All records are to be retyped faithfully and completely.

* * * * *

PR #491, opened 2019-04-05
Add VJP for numpy.gradient

clemisch:
I've implemented a VJP for `numpy.gradient`. The function `numpy.gradient` itself is wrapped in `autograd.numpy` and only accepts the `axis` keyword. 

ATM only first order diff works due to the manual assignment in the VJP (see e.g. `numpy_vjps.py:212`).

### DIFF
--- a/autograd/numpy/numpy_jvps.py
+++ b/autograd/numpy/numpy_jvps.py
@@ -126,6 +126,7 @@ defjvp(anp.where,  None,
 # ----- Trickier grads -----
 defjvp(anp.kron,      'same', 'same')
 defjvp(anp.diff,      'same')
+defjvp(anp.gradient,  'same')
 defjvp(anp.repeat,    'same')
 defjvp(anp.tile,      'same')
 defjvp(anp.transpose, 'same')
--- a/autograd/numpy/numpy_vjps.py
+++ b/autograd/numpy/numpy_vjps.py
@@ -163,9 +163,7 @@ def grad_diff(ans, a, n=1, axis=-1):
 
     def undiff(g):
         if g.shape[axis] > 0:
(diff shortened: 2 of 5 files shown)


j-towns:
Nice! Is it possible to implement something equivalent to those indexed assignments using numpy.concatenate? It'd be great if we could (without too much effort) get higher order working for this.

clemisch:
I'm sure it is possible. I'll have a try!

clemisch:
I'm struggling to find an elegant way to do the calculation along specific axes. In `grad_diff`, you use lists of slices where one specific slice is altered based on the axis. However, as `np.gradient` can be over multiple axes and requires multiple calculations for each one, this becomes very messy in my case (and does not pass the tests ATM).

**TLDR**: The code would be neater if `np.take` would have a VJP with order>1 working. I couldn't figure out a way without (again...) manual assignment, so only order=1 works. 

**OR**: Is there a way to define the order>1 VJP to be zero? (which is the case for `np.take`)

```python
def grad_take(ans, x, indices, axis):
    x_shape, x_dtype = x.shape, x.dtype

    def vjp(g):
        out = np.zeros(x_shape, x_dtype)
        out[indices] = g    # how to get around this?
        return out

    return vjp

ag.extend.defvjp(np.take, take_vjp)
```

clemisch:
Higher order diff works. VJP is also cleaner IMHO.

I found a way to use the existing `swapaxes` with `concatenate`.

j-towns:
Awesome, will take a closer look at this tomorrow and hopefully merge.

j-towns:
Actually all looks good. Thanks a lot for implementing this!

* * * * *

## Answer space:
PR #491, opened 2019-04-05
Add VJP for numpy.gradient

clemisch:
I've implemented a VJP for `numpy.gradient`. The function `numpy.gradient` itself is wrapped in `autograd.numpy` and only accepts the `axis` keyword. 

ATM only first order diff works due to the manual assignment in the VJP (see e.g. `numpy_vjps.py:212`).

### DIFF
--- a/autograd/numpy/numpy_jvps.py
+++ b/autograd/numpy/numpy_jvps.py
@@ -126,6 +126,7 @@ defjvp(anp.where,  None,
 # ----- Trickier grads -----
 defjvp(anp.kron,      'same', 'same')
 defjvp(anp.diff,      'same')
+defjvp(anp.gradient,  'same')
 defjvp(anp.repeat,    'same')
 defjvp(anp.tile,      'same')
 defjvp(anp.transpose, 'same')
--- a/autograd/numpy/numpy_vjps.py
+++ b/autograd/numpy/numpy_vjps.py
@@ -163,9 +163,7 @@ def grad_diff(ans, a, n=1, axis=-1):
 
     def undiff(g):
         if g.shape[axis] > 0:
(diff shortened: 2 of 5 files shown)


j-towns:
Nice! Is it possible to implement something equivalent to those indexed assignments using numpy.concatenate? It'd be great if we could (without too much effort) get higher order working for this.

clemisch:
I'm sure it is possible. I'll have a try!

clemisch:
I'm struggling to find an elegant way to do the calculation along specific axes. In `grad_diff`, you use lists of slices where one specific slice is altered based on the axis. However, as `np.gradient` can be over multiple axes and requires multiple calculations for each one, this becomes very messy in my case (and does not pass the tests ATM).

**TLDR**: The code would be neater if `np.take` would have a VJP with order>1 working. I couldn't figure out a way without (again...) manual assignment, so only order=1 works. 

**OR**: Is there a way to define the order>1 VJP to be zero? (which is the case for `np.take`)

```python
def grad_take(ans, x, indices, axis):
    x_shape, x_dtype = x.shape, x.dtype

    def vjp(g):
        out = np.zeros(x_shape, x_dtype)
        out[indices] = g    # how to get around this?
        return out

    return vjp

ag.extend.defvjp(np.take, take_vjp)
```

clemisch:
Higher order diff works. VJP is also cleaner IMHO.

I found a way to use the existing `swapaxes` with `concatenate`.

j-towns:
Awesome, will take a closer look at this tomorrow and hopefully merge.

j-towns:
Actually all looks good. Thanks a lot for implementing this!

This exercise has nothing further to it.